5. Voilà donc l'occasion qui a fait exprimer au Sauveur cette sentence: le plaignant ne réclamait que sa part, il ne cherchait point à envahir le bien de son frère; et non content de dire «Gardez-vous de l'avarice, le Seigneur ajouta: toute avarice.» Il fait plus; il met en scène un riche dont le domaine avait prospéré.

«Il y avait, dit-il, un homme riche dont le domaine avait prospéré.» Qu'est-ce à dire (460) avait prospéré? Le domaine qu'il possédait avait produit des fruits en abondance, et en telle abondance qu'il ne savait où les mettre; ainsi la richesse même mit tout-à-coup dans la gêne ce vieil avare. Combien d'années s'étaient déjà écoulées sans que ses greniers fussent trop étroits? Il avait donc fait une récolte si riche que ce qui avait suffi ne lui suffisait plus. Dans sa détresse il cherche donc, nos pas comment il dépensera, mais comment il conservera cette abondance extraordinaire. Or, à force d'y réfléchir, il trouva un moyen. Ce moyen découvert lui fit croire qu'il était sage. J'ai réfléchi avec prudence, j'ai découvert avec sagesse, disait-il. Qu'a-t-il découvert dans sa sagesse? «Je renverserai mes greniers, dit-il, j'en ferai de plus grands, je les remplirai et je dirai à mon âme.» Que lui diras-tu? «Mon âme, tu as beaucoup de bien en réserve pour plusieurs années; repose-toi, mange, bois, fais grande chère.» Voilà ce que dit à son âme ce sage bien avisé.

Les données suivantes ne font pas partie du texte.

PR #29, opened 2022-10-17
fix: rewrite sort function

### LINKED ISSUE #25: fix the sort function
the sort function in https://github.com/tinylibs/tinybench/blob/main/src/task.ts#L76 is not correct, because it only works for strings and as you may know samples are numbers! So fix it to sort numbers.
it should be something like `sort((a,b) => a - b)` I guess.

Morteza-Mazrae:
Resolves #25 
previously sample.sort() was used to sort which is wrong for numbers

### DIFF
--- a/src/task.ts
+++ b/src/task.ts
@@ -73,7 +73,7 @@ export default class Task extends EventTarget {
     }
     await this.bench.teardown(this, 'run');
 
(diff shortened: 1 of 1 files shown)


Aslemammad (approved):
LGTM!

PR #37, opened 2023-04-12
hotfix: await the this.bench.setup call during warmup

### LINKED ISSUE #36: setup hook not awaited during warmup
Currently, the `setup` method is awaited during normal benchmark runs, however it is not awaited during `warmup`, even though the setup method is per it's signature makred as potentially asynchronous.
Awaiting `setup` during warmup will create consistent behaviour for both the warmup and the actual benchmarking stage.

HlustikP:
Adds `await` for the setup method during `warmup`.

Closes #36

### DIFF
--- a/src/task.ts
+++ b/src/task.ts
@@ -172,7 +172,7 @@ export default class Task extends EventTarget {
     const startTime = this.bench.now();
     let totalTime = 0;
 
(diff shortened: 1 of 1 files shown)


Aslemammad (approved):

Aslemammad:
Thank you so much

Issue #35, opened 2023-04-08
[feat] `bench.todo()`


loynoir:
### Before
```js

if(!foobar_has_test_bug) bench.add(foobar.name, foobar)
```

- Table of `hello`, `world`, `foobar`
- Or table of `hello`, `world`

Which might let dev forget to watch upstream bug.

### After
```js
if(foobar_has_test_bug) {
  bench.todo(foobar.name, foobar)
} else {
  bench.add(foobar.name, foobar)
}
```

- Table of `hello`, `world`, `foobar`, while `foobar` maybe `N/A`

### Related

https://github.com/isomorphic-git/isomorphic-git/issues/1163#issuecomment-1500794012

Aslemammad:
Nice additions, are you interested in adding them yourself?

kamiloox:
Hey, I can try to create a PR for that. But one question - how the API could look like? Because if we want to be consistent between different versions it might not be the best thing to set a result with values of `N/A`. Marking them as `number | 'N/A'` will be a major change. My idea is to make a `todo = false` flag in Task. Example: 

![image](https://user-images.githubusercontent.com/45523480/233852794-1367d907-efd4-4e76-85ce-993734843d2d.png)
![image](https://user-images.githubusercontent.com/45523480/233852804-8d95d670-e5ff-4408-91ef-50c04a476cfd.png)

WDYT guys about this API? It's not the best but it's one of the possible solution 😄

Aslemammad:
@kamiloox I don't think any calculation is going to be there, and we just make it todo and the rest is handled by the user, no need to worry about that.

kamiloox:
@Aslemammad In the README there is an example of how to use this library. The results are multiplied by 1000, that's why I asked this question. But maybe I miss and don't see something 🤔

![image](https://user-images.githubusercontent.com/45523480/233860279-e94dc76c-4879-4d9b-9505-861700c0f759.png)

Aslemammad:
As I say, It's ok to leave it to the users. And if we do not do anything with the todo, that way the user won't even see it, so this is even better. this way it won't even be in bench.tasks

PR #39, opened 2023-04-24
feat: add bench.todo

kamiloox:
issue: https://github.com/tinylibs/tinybench/issues/35


src/bench.ts
```diff
@@ -148,6 +161,10 @@ export default class Bench extends EventTarget {
     return [...this._tasks.values()];
   }
 
+  get todos(): Task[] {
+    return [...this._todos.values()];
+  }
+
```
kamiloox, line 185: Should I create and use a new `Todo` class instead of `Task`?

PR #51, opened 2023-07-23
feat: `throws`

### LINKED ISSUE #47: Is there a reason that bench.run() doesn't throw?
I was scratching my head for a good three hours until I did this:

```js
bench.addEventListener("error", e => reportError(e))
```

Scenario:

```js
const bench = new Bench()
bench.add("i look fast but i just fail", () => { iDontExist() })
await bench.run()
console.table(bench.table())
```

Is there a reason that right now throwing inside benchmarks doesn't cause a catastrophic failure? There must  be... right? 😅

I think that it would be a good idea to make it so that either:
1. bench.run() throws
2. console.error() on any errors

Some kind of user feedback that the superfast speeds they're seeing are actually _an error_ is a good idea. 😊

Aslemammad:
Resolves #47


sirenkovladd:
Could you fix the error in [./src/event.ts](https://github.com/tinylibs/tinybench/blob/8d7bbfd0e62445215d294c190be8899d96756db5/src/event.ts#L1) ?

sirenkovladd:
Wouldn't it be a better way to use .d.ts with dist?

Aslemammad:
@sirenkovladd Hey, What do you mean?

sirenkovladd:
https://github.com/tinylibs/tinybench/blob/8d7bbfd0e62445215d294c190be8899d96756db5/src/event.ts#L1
->
```js
import type { BenchEvents } from './types';
```

Aslemammad:
@sirenkovladd thank you so much.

6. «Dieu lui dit â son tour;» car Dieu ne dédaigne pas d'adresser la parole aux insensés eux-mêmes. Mais, dira peut-être quelqu'un d'entre vous, comment Dieu s'est-il entretenu avec cet insensé? O mes frères, à combien d'insensés ne parle-t-il pas quand on lit l'Evangile? Car écouter l'Evangile, quand on le lit, sans le pratiquer, n'est-ce pas être insensé? Que lui dit donc le Seigneur? Comme cet avare s'applaudissait encore de la mesure qu'il venait de découvrir: «Insensé,» lui dit le Sauveur; «Insensé,» qui te crois sage; «Insensé,» qui as dit à ton âme: «Tu as beaucoup de biens en réserve pour plusieurs années; aujourd'hui même on te redemande ton âme.» Tu lui as dit: «Tu possèdes beaucoup de bien;» et on te la redemande, et elle ne possède plus rien. Ah! qu'elle méprise cette sorte de biens et soit bonne en elle-même, afin qu'elle se présente avec sécurité lorsqu'on la redemandera. Et qu'y a-t-il de plus inique que de chercher à posséder beaucoup de biens sans vouloir être bon? Tu es indigne de rien avoir, toi qu'il ne veux pas être ce que tu cherches à posséder. Voudrais-tu que ton champ fût mauvais? Non sans doute, tu veux qu'il soit bon. Que ta femme fut mauvaise? Non, mais qu'elle soit bonne. Voudrais tu enfin d'une habitation mauvaise, d'une mauvaise chaussure? Pourquoi n'y a-t-il que ton âme que tu veuilles mauvaise?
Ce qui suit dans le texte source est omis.